Below are the records; count how many of their lines carry "going" and give only the number.

Records for this exercise
*** Begin section ***

Issue #11409, opened 2025-12-08
Add leaders to teams


swarfeya:
> A "leader" role in a team so not anyone can kill the entire team. I've one told this idea to a mod in which I was told that trollers get banned, however my goal is not to ban people but to play without getting trolled in the first place. This would also help with gores streamers doing runs with half the server and on events like the last xmas event where the biggest team wins.

Idea comes from lkeks on the [KoG community discord](https://discord.gg/Rx9Tgky3mh) on this [forum thread](https://discord.com/channels/342003344476471296/1444807578239500318)

I have also recently done a few 50 player runs on KoG and in 2 out of 4 runs a random person decided to just randomly lock the team and instantly kill the entire team mid-race for no reason. I'm sure this feature would be nice to have on normal ddnet as well.

swarfeya:
I'm happy to give this feature a go myself if a maintainer can give their approval on this.
I think the simplest implementation would be to give the first player who joins a team the privilege to use /setteamleader (which would enable the leader mode), with the option to assign leadership to another player using /setteamleader otherplayer.
With this enabled the leader will be the only player in the team that can use /lock or kill the entire team, everything else should remain as it is

heinrich5991:
https://github.com/ddnet/ddnet/pull/10434#issuecomment-3566389506

I think this would be good to have. Can we have a second maintainer who thinks this is a good idea?

GumbaTW:
Very important PR for a better team experience, especially if yoou want to populate teams with people you not know well. Normal Teams can be same as before, convert the team to Captain's mode and make the player, that writes `/captainsmode` first the leader. That Captain should also be allowed to `/kick` people from the team etc. Big F3!

Robyt3:
Seems good. I think having team leaders is better than giving all members destructive tools or having to vote to change settings.

Learath2:
Sounds like a good idea, the UX needs to be discussed though, this can turn into 50 team management chat commands real quick.

KebsCS:
Isn't voting for most of the settings better if we move away from chat voting to f3/f4? I only see /unlock being good with this. And it's a complicated feature for something that has one good use


I think it depends on how you play the game. For big teams or team0 runs, I see leader being better. But for smaller or playing with friends, voting is healthier

swarfeya:
> Sounds like a good idea, the UX needs to be discussed though, this can turn into 50 team management chat commands real quick.

[...]

PR #11487, opened 2025-12-23
Team leaders

swarfeya:
#11409 
Adds /teamleader command (there can be multiple teamleaders). It locks /lock, /unlock, /team0mode and /invite to be only be able to be used by the teamleader(s). If a non-leader player jumps into a kill tile or uses /kill, he gets kicked out of the team (same as if the team was unlocked)

This PR does not implement enforced voting permissions for teamleaders nor does it replace the /practice voting.
The functionality stays the same as before everywhere in case theres no teamleader

https://github.com/user-attachments/assets/85f5d9c7-721c-4b42-99ca-c8da80867394
## Checklist

- [x] Tested the change with [ASan+UBSan ~or valgrind's memcheck~](https://github.com/ddnet/ddnet/#using-addresssanitizer--undefinedbehavioursanitizer-or-valgrinds-memcheck) (optional)

### DIFF
--- a/src/game/server/ddracechat.cpp
+++ b/src/game/server/ddracechat.cpp
@@ -1005,8 +1005,14 @@ void CGameContext::ConLock(IConsole::IResult *pResult, void *pUserData)
 		log_info("chatresp", "Teams are disabled");
 		return;
 	}
-
+	
 	int Team = pSelf->GetDDRaceTeam(pResult->m_ClientId);
+	if (!pSelf->m_pController->Teams().IsAllowLeaderCommands(pResult->m_ClientId, Team)) {
+
+		pSelf->Console()->Print(IConsole::OUTPUT_LEVEL_STANDARD, "chatresp",
+			"Only your team leader(s) can lock the team.");
+		return;		
+	}
 
 	bool Lock = pSelf->m_pController->Teams().TeamLocked(Team);
 
@@ -1052,10 +1058,15 @@ void CGameContext::ConUnlock(IConsole::IResult *pResult, void *pUserData)
 	}
 
 	int Team = pSelf->GetDDRaceTeam(pResult->m_ClientId);
-
+	
 	if(Team == TEAM_FLOCK || !pSelf->m_pController->Teams().IsValidTeamNumber(Team))
 		return;
+	if (!pSelf->m_pController->Teams().IsAllowLeaderCommands(pResult->m_ClientId, Team)) {
 
+		pSelf->Console()->Print(IConsole::OUTPUT_LEVEL_STANDARD, "chatresp",
+			"Only your team leader(s) can unlock the team.");
+		return;		
+	}
 	if(pSelf->ProcessSpamProtection(pResult->m_ClientId, false))
 		return;
 
@@ -1229,6 +1240,13 @@ void CGameContext::ConTeam0Mode(IConsole::IResult *pResult, void *pUserData)
 	if(Team == TEAM_FLOCK || !pController->Teams().IsValidTeamNumber(Team))
 	{
 		log_info("chatresp", "This team can't have the mode changed");
+		return;
+	}
+	if (!pController->Teams().IsAllowLeaderCommands(pResult->m_ClientId, Team)) {
+		pSelf->Console()->Print(
+			IConsole::OUTPUT_LEVEL_STANDARD,
+			"chatresp",
+			"Only the team leader(s) can change the mode");
 		return;
 	}
 
--- a/src/game/server/ddracechat.cpp
+++ b/src/game/server/ddracechat.cpp
@@ -1005,13 +1005,13 @@ void CGameContext::ConLock(IConsole::IResult *pResult, void *pUserData)
 		log_info("chatresp", "Teams are disabled");
 		return;
 	}
-	
-	int Team = pSelf->GetDDRaceTeam(pResult->m_ClientId);
-	if (!pSelf->m_pController->Teams().IsAllowLeaderCommands(pResult->m_ClientId, Team)) {
 
+	int Team = pSelf->GetDDRaceTeam(pResult->m_ClientId);
+	if(!pSelf->m_pController->Teams().IsAllowLeaderCommands(pResult->m_ClientId, Team))
+	{
 		pSelf->Console()->Print(IConsole::OUTPUT_LEVEL_STANDARD, "chatresp",
 			"Only your team leader(s) can lock the team.");
-		return;		
+		return;
 	}
 
 	bool Lock = pSelf->m_pController->Teams().TeamLocked(Team);
@@ -1058,14 +1058,14 @@ void CGameContext::ConUnlock(IConsole::IResult *pResult, void *pUserData)
 	}
 
 	int Team = pSelf->GetDDRaceTeam(pResult->m_ClientId);
-	
+
 	if(Team == TEAM_FLOCK || !pSelf->m_pController->Teams().IsValidTeamNumber(Team))
 		return;
-	if (!pSelf->m_pController->Teams().IsAllowLeaderCommands(pResult->m_ClientId, Team)) {
-
+	if(!pSelf->m_pController->Teams().IsAllowLeaderCommands(pResult->m_ClientId, Team))
+	{
 		pSelf->Console()->Print(IConsole::OUTPUT_LEVEL_STANDARD, "chatresp",
 			"Only your team leader(s) can unlock the team.");
-		return;		
+		return;
 	}
 	if(pSelf->ProcessSpamProtection(pResult->m_ClientId, false))
 		return;
@@ -1242,7 +1242,8 @@ void CGameContext::ConTeam0Mode(IConsole::IResult *pResult, void *pUserData)
 		log_info("chatresp", "This team can't have the mode changed");
 		return;
 	}
-	if (!pController->Teams().IsAllowLeaderCommands(pResult->m_ClientId, Team)) {
+	if(!pController->Teams().IsAllowLeaderCommands(pResult->m_ClientId, Team))
+	{
 		pSelf->Console()->Print(
 			IConsole::OUTPUT_LEVEL_STANDARD,
 			"chatresp",
@@ -2347,9 +2348,8 @@ void CGameContext::ConProtectedKill(IConsole::IResult *pResult, void *pUserData)
 	if(!pChr)
 		return;
 	int Team = pSelf->GetDDRaceTeam(pResult->m_ClientId);
-	if (Team != TEAM_FLOCK && pSelf->m_pController->Teams().IsValidTeamNumber(Team) 
-		&& pChr->m_StartTime > 0
-		&& !pSelf->m_pController->Teams().IsAllowLeaderCommands(pResult->m_ClientId, Team)) {
+	if(Team != TEAM_FLOCK && pSelf->m_pController->Teams().IsValidTeamNumber(Team) && pChr->m_StartTime > 0 && !pSelf->m_pController->Teams().IsAllowLeaderCommands(pResult->m_ClientId, Team))
+	{
 		pPlayer->KillCharacter(WEAPON_GAME);
 		pPlayer->Respawn();
 		return;
@@ -2432,8 +2432,6 @@ void CGameContext::ConSetTeamLeader(IConsole::IResult *pResult, void *pUserData)
 	if(pSelf->ProcessSpamProtection(pResult->m_ClientId, false))
 		return;
 
-	
-
 	CGameTeams &Teams = pSelf->m_pController->Teams();
 
 	int Team = Teams.m_Core.Team(pResult->m_ClientId);
@@ -2446,8 +2444,9 @@ void CGameContext::ConSetTeamLeader(IConsole::IResult *pResult, void *pUserData)
 			"You need to be in a team to set a team leader.");
 		return;
 	}
-	
-	if (Teams.HasLeader(Team) && !pPlayer->m_IsTeamLeader) {
+
+	if(Teams.HasLeader(Team) && !pPlayer->m_IsTeamLeader)
+	{
 		pSelf->Console()->Print(
 			IConsole::OUTPUT_LEVEL_STANDARD,
 			"chatresp",
@@ -2456,9 +2455,12 @@ void CGameContext::ConSetTeamLeader(IConsole::IResult *pResult, void *pUserData)
 	}
 	CPlayer *pPlayerToPromote = nullptr;
 	const char *pName = pResult->GetString(0);
-	if (pName[0] == '\0') {
+	if(pName[0] == '\0')
+	{
 		pPlayerToPromote = pPlayer;
-	} else {
+	}
+	else
+	{
 		for(int i = 0; i < MAX_CLIENTS; i++)
 		{
 			if(pSelf->m_apPlayers[i] && !str_comp(pName, pSelf->Server()->ClientName(i)))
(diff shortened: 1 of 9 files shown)


src/game/server/teams.cpp
```diff
@@ -1436,6 +1441,30 @@ bool CGameTeams::IsPractice(int Team)
 
 	return m_aPractice[Team];
 }
+bool CGameTeams::HasLeader(int Team)
```
KebsCS: You could change this to `TeamLeader` and make it return Id of the leader, or -1. By storing the leader in a team and not as a player value

This way you wouldn't need `IsAllowLeaderCommands` and `m_IsTeamLeader` in `player.h`

src/game/server/teams.cpp
```diff
@@ -1205,7 +1206,11 @@ void CGameTeams::OnCharacterDeath(int ClientId, int Weapon)
 	if(GetSaving(Team))
 		return;
 	bool Locked = TeamLocked(Team) && Weapon != WEAPON_GAME;
-
+	// only check leader stuff for kill tile, because we already check for WEAPON_SELF in the kill netmsg / kill command
+	if(!IsAllowLeaderCommands(ClientId, Team) && Weapon == WEAPON_WORLD)
```
KebsCS, line 1216: From what I can tell this unlocks the team if anyone dies that isn't the leader.

This is unrelated to this PR, and will probably need more discussion, although I myself like it

src/game/server/gamecontext.cpp
```diff
@@ -4023,6 +4028,8 @@ void CGameContext::RegisterChatCommands()
 	Console()->Register("join", "r[player name]", CFGFLAG_CHAT | CFGFLAG_SERVER, ConJoin, this, "Join the team of the specified player");
 	Console()->Register("team0mode", "?i['0'|'1']", CFGFLAG_CHAT | CFGFLAG_SERVER, ConTeam0Mode, this, "Toggle team between team 0 and team mode. This mode will make your team behave like team 0.");
 
+	Console()->Register("setteamleader", "?r[player name]", CFGFLAG_CHAT | CFGFLAG_SERVER, ConSetTeamLeader, this, "Sets player r (or you, by default) to the team leader. Having a team leader disables normal players the access to commands like /lock.");
```
KebsCS: This description should be easier to read: `Set player as the team leader (defaults to you). When a team leader is set, rest of the team cannot use commands like /lock`

src/game/server/gamecontext.cpp
```diff
@@ -2950,7 +2950,12 @@ void CGameContext::OnKillNetMessage(const CNetMsg_Cl_Kill *pMsg, int ClientId)
 	CCharacter *pChr = pPlayer->GetCharacter();
 	if(!pChr)
 		return;
-
+	int Team = GetDDRaceTeam(ClientId);
+	if(Team != TEAM_FLOCK && pChr->m_StartTime > 0 && m_pController->Teams().IsValidTeamNumber(Team) && !m_pController->Teams().IsAllowLeaderCommands(ClientId, Team))
+	{
+		SendChatTarget(ClientId, "Due to this team having a leader, only the leader can kill. If you really want to kill and be sent to team 0, type /kill");
```
KebsCS, line 3036: What if someone disconnects?

src/game/server/teams.cpp
swarfeya: There can be multiple leaders, that is why I dont feel comfortable returning ID's there. I could populate a std::vector and return that, but I feel like that would be more complicated than the current approach 😄

src/game/server/teams.cpp
swarfeya: It acts as if the team was unlocked when a non-leader kills (as shown in the video), yes. The team stays locked though & when a teamleader kills the whole team gets killed as well

src/game/server/gamecontext.cpp
swarfeya: Same logic as without teamleaders - the player gets leaves the team. I wanted to allow /kill though as there would be no other way to leave teams otherwise (except reconnecting or joining spectators)

src/game/server/gamecontext.cpp
swarfeya: Changed it

src/game/server/gamecontext.cpp
KebsCS: Yea I mean, won't it kill the team?

src/game/server/gamecontext.cpp
```diff
@@ -4023,6 +4028,8 @@ void CGameContext::RegisterChatCommands()
 	Console()->Register("join", "r[player name]", CFGFLAG_CHAT | CFGFLAG_SERVER, ConJoin, this, "Join the team of the specified player");
 	Console()->Register("team0mode", "?i['0'|'1']", CFGFLAG_CHAT | CFGFLAG_SERVER, ConTeam0Mode, this, "Toggle team between team 0 and team mode. This mode will make your team behave like team 0.");
 
+	Console()->Register("setteamleader", "?r[player name]", CFGFLAG_CHAT | CFGFLAG_SERVER, ConSetTeamLeader, this, "Set player as the team leader (defaults to you). When a team leader is set, rest of the team cannot use commands like /lock");
```
KebsCS: I would change it to `teamleader`, just like there's `team0mode` and not `setteam0mode`

src/game/server/gamecontext.cpp
swarfeya: No, disconnecting never kills a team afaik

src/game/server/gamecontext.cpp
swarfeya: Done

Blazulite:
This looks super cool actually, I really like the idea. I think it would be cool if the team leader had a crown icon next to their nick

dropalways:
> This looks super cool actually, I really like the idea. I think it would be cool if the team leader had a crown icon next to their nick

do it in a follow up pr!

Blazulite:
> > This looks super cool actually, I really like the idea. I think it would be cool if the team leader had a crown icon next to their nick
> 
> do it in a follow up pr!

scaryy (I never did a pull request to the code itself)

dropalways:
Can you also remove /invite?

heinrich5991:
This seems again like a good time to fix the problem of killing tees leaving the team.

Could you, instead of making them leave the team, tell the clients that they're now spectating?

This would also allow us to fix a couple of other bugs, like the one where killing by going out of bounds after finish killing the whole team.

swarfeya:
Sorry for the late response. @heinrich5991 I think spectators being able to stay in a team and players being sent into that state deserves its own Issue/PR instead of introducing it as a side-effect of this PR. Adding that logic here would be inconsistent/unintuitive with teams that dont have teamleaders. 

I, from a player perspective, rather leave teams by unlocking and killing. I don't think this experience necessarily needs to be "optimized". Also, going out of bounds (before finish or after finish) wont kill the whole team if the team has a teamleader.

heinrich5991:
> Also, going out of bounds (before finish or after finish) wont kill the whole team if the team has a teamleader.

I think we shouldn't add special cased physics behavior just for teams with team leader.

heinrich5991:
> Adding that logic here would be inconsistent/unintuitive with teams that dont have teamleaders.

Yes, I would assume that the same then applies to other teams as well.

Introducing it here would allow team leaders to work better — and existing teams as well.

swarfeya:
> I think we shouldn't add special cased physics behavior just for teams with team leader.

It does not change any physics, it just reuses the behaviour an unlocked team uses

> Yes, I would assume that the same then applies to other teams as well.

Oh, that highlights the point even more then, such a big change should be a seperate PR and should not be a side-effect of this PR. From a players perspective, the only way to leave a team currently is /team 0 (if the team hasnt started yet), or using /lock and killing, or spectating or reconnecting. If we now keep spectators in the actual team, the leaving via spectating option falls away. Same for /lock if a player is a non-leader & then the only way to leave the team mid-run would be to reconnect or ask the leader to unlock the team.
I don't think this would be a good change and would rather not have that in my PR. The only way that would sound OK to me would be having a "team 0" button in the menu or something similar. But again, I think such a change is overkill for this PR and deserves its own issue discussion

heinrich5991:
> It does not change any physics, it just reuses the behaviour an unlocked team uses

Okay, it changes how a locked team behaves on kill between teams with and without teamleader. I don't like that.

dropalways:
> Okay, it changes how a locked team behaves on kill between teams with and without teamleader. I don't like that.

People used locked teams to restart quickly when speedrunning, but this also allows bad actors to kill the entire team for example near finish. Allowing only the leader to restart the team to the start mitigates that.

src/game/server/gamecontext.cpp
```diff
@@ -4015,6 +4020,7 @@ void CGameContext::RegisterChatCommands()
 	Console()->Register("points", "?r[player name]", CFGFLAG_CHAT | CFGFLAG_SERVER, ConPoints, this, "Shows the global points of a player beginning with name r (your rank by default)");
 	Console()->Register("top5points", "?i[number]", CFGFLAG_CHAT | CFGFLAG_SERVER, ConTopPoints, this, "Shows five points of the global point ladder beginning with rank i (1 by default)");
 	Console()->Register("timecp", "?r[player name]", CFGFLAG_CHAT | CFGFLAG_SERVER, ConTimeCP, this, "Set your checkpoints based on another player");
+	Console()->Register("teamleader", "?r[player name]", CFGFLAG_CHAT | CFGFLAG_SERVER, ConSetTeamLeader, this, "Set player as the team leader (defaults to you). When a team leader is set, rest of the team cannot use commands like /lock");
```
ChillerDragon: omegagiga annoying nitpick I know... but all other team related commands like lock and join are nicely listed directly under the team command. Could you move yours there too please? 👉 👈

ChillerDragon (changes requested):

src/game/server/ddracechat.cpp
```diff
@@ -2541,3 +2593,92 @@ void CGameContext::ConTimeCP(IConsole::IResult *pResult, void *pUserData)
...
+	}
+	CPlayer *pPlayerToPromote = nullptr;
+	const char *pName = pResult->GetString(0);
+	if(pName[0] == '\0')
+	{
+		pPlayerToPromote = pPlayer;
+	}
+	else
+	{
+		for(int i = 0; i < MAX_CLIENTS; i++)
```
ChillerDragon: This loop can be replaced with the brand new `FindPlayerByName()` tech now (https://github.com/ddnet/ddnet/pull/11763)

src/game/server/ddracechat.cpp
```diff
@@ -1080,6 +1080,12 @@ void CGameContext::ConLock(IConsole::IResult *pResult, void *pUserData)
 	}
 
 	int Team = pSelf->GetDDRaceTeam(pResult->m_ClientId);
+	if(!pSelf->m_pController->Teams().IsAllowLeaderCommands(pResult->m_ClientId, Team))
+	{
+		pSelf->Console()->Print(IConsole::OUTPUT_LEVEL_STANDARD, "chatresp",
```
ChillerDragon: Should be `log_info` instead of `Print`

KebsCS:
Any updates on this? @swarfeya I like the feature, was just curious if this is still being worked on

swarfeya:
@KebsCS I stopped working on it since I really do not like the kill=>spectate feature that was being forced onto this PR. Afaik that is the only thing that is missing from this getting merged.

I do not mind fixing the chiller reviews, but I do not plan on doing the kill=>spectate feature anytime soon.

If you, or someone else, wants to take over this PR: please do so, i am happy to pass it forward :)

KebsCS:
Thanks for the reply :) 

> I really do not like the kill=>spectate feature that was being forced onto this PR

Unless this is required by the implementation, I haven't seen this being requested or mentioned anywhere. Just the team leaders feature is completely fine

swarfeya:
> Unless this is required by the implementation, I haven't seen this being requested or mentioned anywhere. Just the team leaders feature is completely fine

mentioned [here](https://github.com/ddnet/ddnet/pull/11487#issuecomment-3750226007), the discussion afterwards revolves about that. I was under the assumption that this was what stalled this PR initially, since the feature itself has always been working😄 I only now noticed that assa marked this pr as a draft.

In the case I am mistaken I'll take a look at the reviews now :)

src/game/server/gamecontext.cpp
swarfeya: This is now below /team0mode :)

swarfeya:
*only the last 3 commits are new. The other commits are the result of a rebase so I could use the FindPlayerByName method that was recently introduced.

I have also removed the draft mark from the PR since it was added without a comment

src/game/server/gamecontext.cpp
ChillerDragon: thanks :heart:

src/game/server/ddracechat.cpp
```diff
@@ -2392,3 +2438,70 @@ void CGameContext::ConTimeCP(IConsole::IResult *pResult, void *pUserData)
 	const char *pName = pResult->GetString(0);
 	pSelf->Score()->LoadPlayerTimeCp(pResult->m_ClientId, pName);
 }
+
+void CGameContext::ConSetTeamLeader(IConsole::IResult *pResult, void *pUserData)
```
ChillerDragon: Another ordering nitpick 🙈 

The current state is already a bit of a mess. But this for sure does not belong at the bottom of the file. Instead it should go closer to the existing team commands. Ideally in the same order the commands are registered in gamecontext.cpp and gamecontext.h which sadly is not possible because the current order is already broken. But at least somewhere close there should reduce the diff of a future order cleanup pr.

swarfeya: okay, its under team0mode everywhere now 🫡

src/game/server/ddracechat.cpp
```diff
@@ -1146,6 +1155,26 @@ void CGameContext::AttemptJoinTeam(int ClientId, int Team)
 
 		if(m_pController->Teams().TeamFlock(Team))
 			SendChatTarget(pPlayer->GetCid(), "Team 0 mode enabled for your team. This will make your team behave like team 0.");
+		if(!m_pController->Teams().IsAllowLeaderCommands(pPlayer->GetCid(), Team))
+		{
+			str_copy(aBuf, "", sizeof(aBuf));
```
ChillerDragon, line 1160: robsi might crashout here and ask you to do

```
str_copy(aBuf, "");
```

ChillerDragon:
I do agree with @swarfeya here that it is not a good idea two mix two things in one pr. This pr should be about team leaders and it is and that is good. Changing the kill behavior because it is bad is something that should be done in a different pr. If @heinrich5991 needs that to be fixed first before we can add teamleaders then we need a new preparation pr just changing the team kill behavior to progress here.

heinrich proposed the [following](https://github.com/ddnet/ddnet/pull/11487#issuecomment-3750226007) idea.

> This seems again like a good time to fix the problem of killing tees leaving the team.
>
> Could you, instead of making them leave the team, tell the clients that they're now spectating?
>
> This would also allow us to fix a couple of other bugs, like the one where killing by going out of bounds after finish killing the whole team.

@heinrich5991 could you elaborate it a bit more detailed? Do you want this to happen for all locked teams with or without leader? If someone dies in the world that they get moved to spectators but do stay in the team and the team stays alive? Can the team still finish the map with dead team members or do they need to disconnect then? In general supporting dead team members is something that requires a bigger refactor because a bunch of the team code lives in the character class which tied to an alive tee in the world (CC #9446).

heinrich5991:
> could you elaborate it a bit more detailed? Do you want this to happen for all locked teams with or without leader? If someone dies in the world that they get moved to spectators but do stay in the team and the team stays alive? Can the team still finish the map with dead team members or do they need to disconnect then?

I want this to happen to all locked teams. Yes, they're functionally in spectators, but they stay in the team and the team stays alive. They can kill the whole team by explicitly killing, to restart (unless in leader mode). The team can still finish the map with dead team members (since that was possible with disconnect before, too).

This would also fix the annoying problem of finished teams falling out of the map and being unable to finish for that reason. Instead, they'd join the spectators and still get the finish (since they finished before falling out of the map).

ChillerDragon:
I do not use teams and personally think they should be removed from the game!!!!! So I am not the best candidate to comment on that. With that being said the idea sounds reasonable. And if someone would send a pr to do that we can finally unblock the teamleader pr!

@swarfeya any chance you want to do that? You don't have to mix it can be a separate pr. If you don't want to do it we need to find someone else -.-

swarfeya:
That explanation sounds more pleasant to me than whatever was suggested before. 
> @swarfeya any chance you want to do that? You don't have to mix it can be a separate pr. If you don't want to do it we need to find someone else -.-

I dont have much time for it at the moment and my motivation to work on ddnet is even lower; i guess i can tackle it in a few weeks if nobody else has volunteered to do it until then :+1:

*** End section ***

Result
4